### Action item
Restate the entire listing word for word.

### Input
PR #1883, opened 2024-03-20
fix: set gstin and gstCategory

Sanket322:
set gstin and gst_category of customer/supplier when saving the address

### DIFF
--- a/india_compliance/gst_india/overrides/address.py
+++ b/india_compliance/gst_india/overrides/address.py
@@ -9,23 +9,45 @@ from india_compliance.gst_india.utils import (
     validate_pincode,
 )
 
-def set_gstin_and_gstCategory(doc, method=None):
-    links = doc.links
 
-    for link in links:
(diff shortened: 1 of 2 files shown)


india_compliance/gst_india/overrides/address.py
```diff
@@ -9,6 +9,24 @@
...
+        if doctype not in ['Customer','Supplier']:
+            continue
+
+        gstin = doc.gstin
+        if gstin:
+            frappe.db.set_value(doctype,docname,"gstin",gstin)
+
+        gst_category = doc.gst_category
+        if gst_category:
+            frappe.db.set_value(doctype, docname, "gst_category", gst_category)
```
vorasmit: only set if gstin exists and gst_category in party (customer/supplier) is unregistered. 
Alert => GSTIN updated in Party (optional)

vorasmit (changes requested):

vorasmit (approved):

### Written solution
PR #1883, opened 2024-03-20
fix: set gstin and gstCategory

Sanket322:
set gstin and gst_category of customer/supplier when saving the address

### DIFF
--- a/india_compliance/gst_india/overrides/address.py
+++ b/india_compliance/gst_india/overrides/address.py
@@ -9,23 +9,45 @@ from india_compliance.gst_india.utils import (
     validate_pincode,
 )
 
-def set_gstin_and_gstCategory(doc, method=None):
-    links = doc.links
 
-    for link in links:
(diff shortened: 1 of 2 files shown)


india_compliance/gst_india/overrides/address.py
```diff
@@ -9,6 +9,24 @@
...
+        if doctype not in ['Customer','Supplier']:
+            continue
+
+        gstin = doc.gstin
+        if gstin:
+            frappe.db.set_value(doctype,docname,"gstin",gstin)
+
+        gst_category = doc.gst_category
+        if gst_category:
+            frappe.db.set_value(doctype, docname, "gst_category", gst_category)
```
vorasmit: only set if gstin exists and gst_category in party (customer/supplier) is unregistered. 
Alert => GSTIN updated in Party (optional)

vorasmit (changes requested):

vorasmit (approved):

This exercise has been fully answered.